Enter The Army Painter’s new line: Speedpaint.

What Is Speedpaint?

The Army Painter bills Speedpaint as “truly a one-coat painting solution.” The paint is formulated with a resin medium. The Speedpaint’s pigment sinks into the recesses of a miniature, giving you shade, a base color, and highlights, all in one coat of paint.

Recently, The Army Painter sent me out their Speedpaint Starter Set to review. The set retails for $45, and is available on Amazon, at your friendly local game store, or directly from The Army Painter.

The Army Painter Speedpaint Starter Set

What you get with the starter set. Image by Paul Benson.

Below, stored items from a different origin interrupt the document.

PR #293, opened 2026-08-02
core: the model says what it erased, and one rebuild stops guessing

milyin:
Item 1 of #292, plus the audit its comment asked for — which turned up one live miscompilation, fixed here.

## The model

`TypeKind` erases `Box` and `Cow`, and that erasure is right: `Box<Option<T>>` is one optional string to every destination language. But **conversion follows the syntax**, and the two facts a rebuild needs were not on the model. #290 shipped `erased_wrapper()` — the outermost wrapper of the top layer — which is enough to decide *whether* to refuse and not enough to rebuild.

* `TypeRef::erased_wrappers() -> Vec<&'static str>` — every wrapper, outermost first. `Box<Cow<'_, T>>` is two *different* operations, so a name and a count would not do.
* `TypeRef::stripped_syntax() -> syn::Type` — the spelling under them.

**Derived, never stored.** `lower_type` keeps discarding the wrapper into `kind`; these recompute from `origin.syntax` at the point of use, exactly as the shipped `erased_wrapper()` already does. A stored spelling is a second thing that can disagree with `syntax`, and a representation detail recorded back into the model is what the flat model exists to avoid.

`stripped_syntax` is defined by its **invariant**, not by its loop: *the spelling whose own lowering yields exactly this `kind`*. So the peel runs to a **fixed point** — `Box<Box<T>>` classifies as `T`, and one strip leaves a `Box<T>` that does not match. The test asserts the property (strip, lower again, compare classifications) over five wrapped rows plus an unwrapped control, and was seen to fail against a one-layer implementation before being trusted.

Both carry the #290 ordering finding on their docs, because **an erasure sits outside the layer it wraps**:

| Spelling | at the top | on `borrow_target()` |
|---|---|---|
| `Box<&Vec<T>>` | `["Box"]` | `[]` — `kind` is `Ref`; peeling first drops the wrapper |
| `&Box<Vec<T>>` | `[]` — a `Type::Reference` cannot be peeled | `["Box"]` |

Neither check subsumes the other and the two classify identically, so a walk must ask at every layer on the way down. That pair is a test.

## The audit

The #290 comment left this explicitly unchecked: the guards were in jnigen's **input** lowerings only; the output side and cbindgen were not looked at.

The population is two, and only one has to ask. A site that **classifies** must never consult the wrapper — that is the erasure working. A site that **binds a source value and destructures or rebuilds it** must.

| Site | Kind | Verdict |
|---|---|---|
| cbindgen — all 27 non-test peels (`opaque_ptr_payload_inner`, `box_inner`, `is_option`, `produces_array`) | classify → a C wire | correct as is; the `Box`-derived wire is #230's question, not this one |
| jnigen `selector` / `struct_plan` / `fn_plan` / `iface` / `builder` / `render` / `fold` / `kotlin_emit` | classify → a Kotlin type, a JNI wire, a plan shape | correct as is |
| jnigen `emit/flat_input` ×3, `emit/vec_build` ×3 | rebuild | guarded by #290 |
| `delivery.rs` field reaches | destructure | coerced via `bind_as_option` (#268) |
| wrapper.rs `is_convert` → `raw.map(..)` | destructure | **compiles** — method resolution auto-derefs, verified against `rustc` |
| **wrapper.rs → `emit_unfold_delivery`** | **destructure** | **unguarded — `E0308`** |

Builder delivery binds the returned value and matches it against `Option`'s patterns, and match ergonomics does not see through a `Box`. `read_through_erased_wrappers` undoes the wrappers at the **single point the value enters the delivery**, not at each of the four matches downstream; `Cow` panics with a message that names #292 item 3 as where it becomes possible, per the reserved-vs-refused convention.

## Evidence

#269 means 737 `contains(..)` assertions pass on Rust that does not compile, so the fixture is where an `E0308` is actually a failure: `perftest_flat::boxed_latest`, whose generated binding covertest `include!`s and CI builds. `Summary` carries an output expansion, so its return takes no converter to name the spelling for it — the shape `boxed_note_echo` (a converted return) does not reach.

- **Verified by disabling the fix**: the build breaks with `expected Box<Option<Summary>>, found Option<_>` at `generated_bindings.rs:12768`.
- **Round-tripped on the JVM**: new `transparent wrapper crossings` section in `Test.kt`, asserting the wrapped and unwrapped twins have the same surface and the same values. `PASS - 49 sections`.
- `cargo test` and `cargo test --all --all-features` green; clippy `--deny warnings` clean; fmt with the CI config clean.

## One golden line moved

`Box`'s `read` op drops its parens: `let v: Option<String> = (*(*v));` → `**v`. Every consumer splices into a `let` initializer. Converters happen to `#[allow(unused_parens)]` and wrapper externs do not, which is why the lint surfaced only at the new site — fixing it at the op's one definition rather than special-casing the caller is the right altitude. `value_form.rs` pinned the old spelling and is updated with the reason.

Regen drift is confined to covertest's three artifacts (the new fixture plus that line); `example_flat_aarch64.{rs,h}` did **not** move.

## Ledger

Unchanged — no watched `syn` variant site is added or removed. `erased_wrappers`/`stripped_syntax` live in `core::flat`, where classification belongs, and `read_through_erased_wrappers` consults the model rather than matching syntax.

Registered on #229: a row in the *Why the syntax rides along* table, a `What L4 taught` subsection, and an L5 bullet.

Items 2 (#230, cbindgen's wire from `kind`) and 3 (jnigen rebuilds instead of refusing) stay on their issues and consume this.

### DIFF
--- a/docs/language-integration.md
+++ b/docs/language-integration.md
@@ -65,6 +65,7 @@ classification stays small and genuinely neutral:
 | `Foo<'a, T>` | `TypeRef::origin.syntax` | generated Rust only |
 | "it is a `Foo`" | `TypeKind::Named` | every adapter |
 | `[u8; TAG_LEN]` — spelling / number / const identity | `TypeRef::origin.syntax` / `ArrayExtent::value` / `ExtentSource::Const` | C header / Kotlin / both |
+| the `Box` in `Box<Option<T>>`, and the `Option<T>` under it | `TypeRef::erased_wrappers()` / `stripped_syntax()` — derived from the syntax, not stored | an emitter that **rebuilds or destructures** a Rust value |
 | where an item came from | `Origin::location` — **absent for a synthesized one** | diagnostics |
 
 ### The rule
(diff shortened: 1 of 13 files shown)


milyin (commented):
Reviewed the full diff and found no blocking issues.

The model/emitter split is coherent here: `erased_wrappers()` and `stripped_syntax()` derive from the original spelling without changing `TypeKind`, and builder delivery removes wrappers from the value actually being delivered (the `Ok` side after domain-error routing, when applicable). Applying the wrapper reads outermost-first also handles nested `Box` layers correctly, while the explicit `Cow` refusal avoids emitting an invalid move through `Deref`. The generated fixture exercises the previously uncompiled `Box<Option<Summary>>` path at the Rust/JNI boundary and on the JVM.

Verification: focused `erased_wrapper` and `value_form` tests pass locally (48 tests total), and all PR checks are green (`build` on stable/1.85, `covertest`, and `smoke-asan`).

Inside of the box you’ll find a Wargamer: Monster paint brush, a painting guide, and the following ten 18ml Speedpaint colors:

  • Pallid Bone
  • Zealot Yellow
  • Fire Giant Orange
  • Blood Red
  • Hive Dweller Purple
  • Highlord Blue
  • Orc Skin
  • Hardened Leather
  • Crusader Skin
  • Gravelord Grey

Each of the bottles has two metal mixing balls inside, making it very easy to maintain the consistency of the paints.

Using Speedpaint

If you’d like to see the Speedpaints in action, you can look at this tutorial video from The Army Painter:

For my part, I wanted to approach this review not as a professional painter(which I’m definitely not) but more from the perspective of someone that’s on the newer side of the hobby. In other words, if you’re one of those people that has little to no experience painting miniatures but have been interested in painting up the miniatures in one of your board games, or maybe getting started with a tabletop skirmish game like Marvel Crisis Protocol.

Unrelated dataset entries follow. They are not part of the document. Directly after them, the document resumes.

PR #551, opened 2026-08-25
Freeze C tagged-union artifacts

milyin:
## Summary

- freeze each reached C tagged-union mirror and typed destructor as a registry-owned `c-tagged-union` artifact
- retain boxed payload source types as opaque `TypeRef` values until final rendering, and model string, boxed-pointer, nested-union, and record-field cleanup as a recursive frozen plan
- express nested cleanup as an artifact prerequisite so the registry orders an inner union before the outer union that calls its destructor
- delete the eager `prereq_tagged_unions`, `payload_free_stmt`, `tag_guard`, and `src_ty_of` paths and fence them from returning

## Why

Stage 7 of #513 still let C tagged-union prerequisite generation reopen the registry, spell source types during planning, and assemble recursive cleanup directly into syntax. That left a second artifact-ordering and source-spelling path beside the registry generation plan.

This change makes tagged unions consume the same immutable artifact mechanism as C opaque types. The adapter freezes semantic cleanup operations and target wire syntax; only the final artifact renderer receives `Emit` and may spell a retained source type.

## Generated-source compatibility

Exported C symbols, signatures, layouts, ownership behavior, tag validation, and destructor behavior are unchanged.

Committed Rust and C artifacts are reordered semantically: `shape_t` and `shape_drop` now precede the dependent `note_t` and `note_drop`. cbindgen correspondingly moves one supporting struct declaration. This is registry prerequisite order, not an ABI or behavior change.

## Verification

- `cargo test -p prebindgen-c` — 109 passed
- `cargo test --workspace`
- `git diff --check`
- `./examples/regen-check.sh` — byte-identical after refreshing committed dependency order
- `./examples/smoke-asan.sh` — ASan/LSan/UBSan clean

### DIFF
--- a/examples/example-cbindgen/generated/example_flat_aarch64.rs
+++ b/examples/example-cbindgen/generated/example_flat_aarch64.rs
@@ -92,6 +92,41 @@ pub enum operation_t {
 }
 #[repr(C)]
 #[allow(non_camel_case_types)]
+pub enum shape_t {
+    Empty,
+    Circle(f64),
+    Rect { width: f64, height: f64 },
+    Labeled(*mut ::core::ffi::c_char, ::core::mem::MaybeUninit<operation_t>),
+}
+#[no_mangle]
+#[allow(non_snake_case, unused_variables)]
+pub unsafe extern "C" fn shape_drop(this_: *mut ::core::mem::MaybeUninit<shape_t>) {
+    if this_.is_null() {
+        return;
+    }
+    const _: () = {
+        assert!(
+            ::core::mem::size_of:: < shape_t > () >= ::core::mem::size_of:: <
+            ::core::ffi::c_int > (),
+            "`shape_t`: a #[repr(C)] enum with payload variants must be at least as large as its C `int` discriminant"
+        );
+    };
+    let __tag: ::core::ffi::c_int = ::core::ptr::read(
+        (*this_).as_ptr() as *const ::core::ffi::c_int,
+    );
+    if !((__tag as i64) >= 0 && (__tag as i64) < 4i64) {
+        return;
+    }
+    match (*this_).assume_init_mut() {
+        shape_t::Labeled(__f0, __f1) => {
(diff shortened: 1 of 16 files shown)


milyin:
Reviewed `48130ffa` against `d616529d` (the #550 merge).

## The committed artifacts really are a pure reordering

This is the first C slice to move committed output, so I checked the claim rather than taking it. Parsing each file into declarations and comparing multisets, ignoring position:

- all five generated Rust fixtures — identical item sets, and every same-named item's text identical, nothing added or removed;
- all five C headers — identical block multisets.

So the only difference in ten files is sequence. Nothing about ABI, layout, or a destructor body changed.

A header reorder has one failure mode a multiset comparison cannot see: a type moved after its first use still compiles as a set of declarations but not as a translation unit. `examples/smoke-asan.sh` settles that, because it compiles `c/smoke.c` against the regenerated header — it passes, and passes clean under ASan, LSan and UBSan, which is also the gate for the destructor ownership contract this PR rewrites.

## The new test pins the ordering rather than assuming it

`tagged_union_artifacts_retain_cleanup_types_and_dependencies` asserts the artifact sequence is `["Shape", "Note"]` and that `note.prerequisites()` is exactly `[shape_id]`. That is the mechanism behind the reorder, so a future change that dropped the prerequisite edge would fail the test rather than silently reordering the committed files back.

It also closes the hole I raised on #550 before I could raise it again: `!artifact.inputs().is_empty()` now precedes the `all(ArtifactInput::Fragment)` check, so that assertion can no longer pass on an empty list.

## Reproduced

`cargo test --workspace`, `cargo clippy --workspace --all-targets -- -D warnings`, `cargo fmt --all -- --check`, `git diff --check`, `examples/regen-check.sh` byte-identical against the refreshed fixtures, `examples/smoke-asan.sh` clean.

The four new deletion fences land on the full eight-file scan, so they cover the whole crate.

Nothing outstanding.

— Claude Code (Opus 5)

Any time you paint a miniature, you’ll always start with priming it. In the case of Speedpaint, you’ll want to use a lighter-toned primer. As you can see below, the exact tone of the primer will affect the result you get with the Speedpaint:

You’ll want to experiment with primers for best results. Image by The Army Painter.

I decided to start with two identical miniatures, but with two different primers. Using a Games Workshop Ork Warrior model, I primed one with Citadel Wraithbone spray primer, and the other with The Army Painter Matte White Colour spray primer.

Wraithbone on the left, matte white on the right. Image by Paul Benson.

Unfortunately, the can of Matte White primer turned out to be defective, and had very low pressure. As it was going to take a bit of time to get a replacement can, I decided to press on ahead with it anyway.

Putting myself in the mindset of a beginning painter, I chose to only use the included paintbrush. It’s a good choice for inclusion, as it turned out to be good for covering the models, but could also hold a point well for smaller areas.

The included brush. Image by Paul Benson.

I wanted to do my best to paint both models identically, using the same colors for both to compare tones. As this is only a starter set of 10 paints, I didn’t fully paint the models, as I was missing some key colors that I would want to use to finish them. Still, I figured this would give a good example of how a model looks when painted with Speedpaints. Here are the two Orks, with the colors I used showing behind them. Following Army Painter’s guidelines, I only used one generous coat of each color on the model.

The Wraithbone and Matte White-primed painted models. Image by Paul Benson.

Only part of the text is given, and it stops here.